**WHAT TO WORK ON**
Copy every line that holds the string "strict" from the data below.

[Saved entries]
○ ○ ○ ○ ○ ○ ○
PR #479, opened 2026-04-24
Fix FIRK v7 precompile: DI strict + VectorOfArray iteration

ChrisRackauckas-Claude:
## Summary

Unblock the `BoundaryValueDiffEqFIRK` precompile workload against `OrdinaryDiffEq.jl` v7 / SciMLBase v3 / RecursiveArrayTools v4. Two distinct bugs fire inside the `@compile_workload` and are both fixed here.

### 1. `DifferentiationInterface.prepare_jacobian` strict-mode mismatch (`lib/BoundaryValueDiffEqFIRK/src/firk.jl`)

In `__perform_firk_iteration` the nonlinear problem is built with `__construct_problem(cache, vec(cache.y₀), copy(cache.y₀))`. Inside `__construct_problem`, jacobian *preparation* is done on `y = copy(cache.y₀)` (a `Base.ReshapedArray` wrapping a `VectorOfArray`), but jacobian *execution* — reached through `NonlinearSolveFirstOrder.GeneralizedFirstOrderAlgorithmCache` → `__firk_mpoint_jacobian!` at `firk.jl:1487` — is handed a plain `Vector{Float64}`. DI's strict check rejects this:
○ ○ ○ ○ ○ ○ ○
**EXPECTED ANSWER**
Fix FIRK v7 precompile: DI strict + VectorOfArray iteration
### 1. `DifferentiationInterface.prepare_jacobian` strict-mode mismatch (`lib/BoundaryValueDiffEqFIRK/src/firk.jl`)
In `__perform_firk_iteration` the nonlinear problem is built with `__construct_problem(cache, vec(cache.y₀), copy(cache.y₀))`. Inside `__construct_problem`, jacobian *preparation* is done on `y = copy(cache.y₀)` (a `Base.ReshapedArray` wrapping a `VectorOfArray`), but jacobian *execution* — reached through `NonlinearSolveFirstOrder.GeneralizedFirstOrderAlgorithmCache` → `__firk_mpoint_jacobian!` at `firk.jl:1487` — is handed a plain `Vector{Float64}`. DI's strict check rejects this:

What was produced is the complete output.